Я со страхом смотрел на водку. Вино я уже пил — не больше чем по рюмочке и только церковное, сладкий малоградусный кагор (мама давала его мне, когда я серьезно хворал — а болел я нечасто). Впрочем, порой в доме появлялась и водка: отчим никогда не отказывался от угощения. Пил он умеренно, зато мог хлебнуть и чистого спирта — и страшно гордился, видя, с каким уважением на него поглядывают гости.
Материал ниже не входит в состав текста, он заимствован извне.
PR #1510, opened 2025-08-31
verification tweaks for supporting remaining Arm platforms

lsf37:
Small changes for supporting verification on the remaining Arm platforms. After this PR, all Arm platforms are supported by verification.

- add cmake verified configs for `omap3`, `am335c`, and `bcm2837`.
- make HAVE_SET_TRIGGER visible to verification by using `if` instead of `#ifdef` and wrapping it in `config_set`
- improve error message for Arm platforms that do not support SGI (where NUM_SGIS = 0). This also makes verification easier, because it shortcuts the range check reasoning for those platforms.
- complete the SGI interface for platforms that do not support SGI (use empty implementations that are not called). The verification tool chain needs a function body to be defined for the prototype even if the function is not called. 
- handle spurious IRQ in preemption: the information flow proof requires that interrupt kernel entry and interrupt at preemption behave the same. All platforms with verification support so far had an empty body for `handleSpuriousIRQ`, but the new platforms do not, so we do now need to add the call to satisfy the requirement. Factor out spurious IRQ condition into its own function to reduce code duplication.
- avoid `continue` statement for empty loop body, because the Isabelle end of the binary verification tool chain does not support it


include/drivers/irq/am335x.h
```diff
@@ -119,8 +119,20 @@ static inline void handleSpuriousIRQ(void)
     dsb();
 }
 
+void setIRQTrigger(irq_t irq, bool_t trigger)
+{
+    /* Unreachable; not supported on this platform. */
+    halt();
```
Indanz: Why the halt though? That just increases the binary size for no reason.

include/object/interrupt.h
```diff
@@ -21,7 +21,6 @@ void invokeIRQHandler_SetIRQHandler(irq_t irq, cap_t cap, cte_t *slot);
 void invokeIRQHandler_ClearIRQHandler(irq_t irq);
 void deletingIRQHandler(irq_t irq);
 void deletedIRQHandler(irq_t irq);
-void handleInterrupt(irq_t irq);
+static inline void maybeHandleInterrupt(void);
```
Indanz:
```suggestion
void maybeHandleInterrupt(void);
```

I'd keep the name the same or call it checkInterrupt and combine it with handleInterrupt, should be easy if `irqInvalid > maxIRQ`.

src/api/syscall.c
```diff
@@ -39,24 +39,14 @@
...
-    irq = getActiveIRQ();
-    if (IRQT_TO_IRQ(irq) != IRQT_TO_IRQ(irqInvalid)) {
-        handleInterrupt(irq);
-    } else {
-#ifdef CONFIG_IRQ_REPORTING
-        userError("Spurious interrupt!");
-#endif
-        handleSpuriousIRQ();
-    }
+    maybeHandleInterrupt();
```
Indanz: I assumed all this code duplication was there to make verification easier...

src/object/interrupt.c
```diff
@@ -295,3 +295,18 @@ void setIRQState(irq_state_t irqState, irq_t irq)
...
+    irq_t irq;
+
+    irq = getActiveIRQ();
+    if (IRQT_TO_IRQ(irq) != IRQT_TO_IRQ(irqInvalid)) {
+        handleInterrupt(irq);
+    } else {
+#ifdef CONFIG_IRQ_REPORTING
+        userError("Spurious interrupt!");
+#endif
+        handleSpuriousIRQ();
```
Indanz: The resetting IRQs that am335x and omap3 do does seem like a dubious thing to do, except if it works around an errata, but no errata is mentioned.

Indanz (approved):

include/drivers/irq/am335x.h
midnightveil: Per commit message:

> arm: default setlRQTrigger for non-GIC platform Provide a default dummy implementation for setIRQTrigger even for non-GIC platforms where this operation is n ot supported. Otherwise, the function is declared in the header, but has no implementation.
Implementing it as halt() means verificatio n will show that the function is not called.

Although I did think we had an UMREACHABLE macro

lsf37: It forces me to prove that the function is unreachable.

include/object/interrupt.h
lsf37: `irqInvalid = 0`, though, on RISC-V :-), and I do need the existing `handleInterrupt` to still exist, otherwise I need to change all proofs about it. Wrapping it in a new function means I don't have to break the old ones.

No problem removing the inline, if you think that's better, I just wanted to keep the binary diff as small as possible.

src/api/syscall.c
lsf37: In Haskell it's mentioned twice overall (once in IRQ kernel entry, and once in preemption). The preemption one got replicated multiple times in the C implementation, and this is attempting to at least mitigate that.

src/object/interrupt.c
lsf37: I've been wondering about that as well. I'll try to find the commit that introduces them, maybe there is some information there.

include/drivers/irq/am335x.h
lsf37: (We could also just make it empty, now that I've proved it, but if we ever change anything we won't be forced to prove that it's not reachable)

lsf37: Somehow @midnightveil's comment only popped up after I had replied -- the UNREACHABLE macro is only for the compiler, really, although staring at it now, maybe we could give it a spec that also forces us to prove that it is unreachable. I have the feeling things would already break if it was reachable, because it doesn't have a body, but making it explicit could be useful.

src/object/interrupt.c
lsf37: It does seem to at least not be an accident: [SELFOUR-154](https://sel4.atlassian.net/browse/SELFOUR-154)

(The assert in Haskell that the issue mentions no longer exists, verification deals with both paths now)

include/drivers/irq/am335x.h
Indanz: That sound like a better, more explicit approach than sprinkling `halt` everywhere.

This reminds me I should read commit messages more during review. I usually do, but not for quick reviews like this one.

include/object/interrupt.h
Indanz: If you make it inline, move the function to the header file or to syscall.c. But don't declare it inline and use it from different files please.

As everything gets combined into one big file it doesn't matter much probably, the compiler might generate identical code for both, so do whatever you prefer.

include/drivers/irq/am335x.h
midnightveil: > I have the feeling things would already break if it was reachable, because it doesn't have a body, but making it explicit could be useful.

For funsies, the compiler invokes undefined behaviour if code ever reaches __builtin_unreachable(), so actually what would probably happen if it's ever reachable it we cause the compiler invoke nasal demons (and probably delete the code path that the compiler thinks will arrive there).

Because it's a built-in and not actually a function; the lack of a body isn't an issue (the declaration was added to appease the C parser which doesn't know about it otherwise, and the compiler ignores it).

src/object/interrupt.c
Indanz: Ah, in OMAP's case it is just acking the IRQ. Probably the same for am335x too. So just misleading comments then.

include/object/interrupt.h
lsf37: (also easy to call it `checkInterrupt` -- the name `maybe` comes from the Haskell option type on `getActiveIRQ` and is supposed to express that it will handle the interrupt when it is valid. But `checkInterrupt` would express roughly the same, so that would be fine.)

Indanz: I'd prefer that.

include/drivers/irq/am335x.h
lsf37: Yes, it enables the compiler to make the assumption that it is actually unreachable and will let it do whatever that implies (like deleting statements that lead up to it). For the lack of body I meant that this would probably also force me to prove that it is not called, because the semantics of a missing function body on the verification side is that execution gets stuck in that case (and overall we have to show that execution never gets stuck). But I should be able to make that more explicit and not rely on that side effect of what properties we happen to prove.

include/object/interrupt.h
lsf37: Done.

include/drivers/irq/am335x.h
lsf37: Now using UNREACHABLE, which required a small tweak to the C parser, but is otherwise working well.

lsf37: Hm, apart from the fact that the CI check of course still has the old C parser and is failing. This will resolve itself when the verification PR is merged.

Indanz: Nice!

Indanz (approved):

— Что же ты не пьешь? — удивился отец. — Непохоже на тебя, Сережа. Стихи хулиганские пишешь, за девочками ухлестываешь, все вечера в кино, ночи неизвестно где — водка в самый раз по такой жизни. Правда, нужно плотно закусывать, а это, наверное, не всегда удается — при ночном-то шлянии. Стол полон — выпивай и наваливайся на еду.
Трудность была не в том, чтобы выпить, — мне просто не хотелось признаваться, что. я никогда не имел дела с крепкими напитками. Это была стыдная слабость! Отец ошибался во мне. «Шлянье» мое было совсем иной природы, чем он думал. С водкой оно никак не состыковывалось. Но объяснить этого я не мог.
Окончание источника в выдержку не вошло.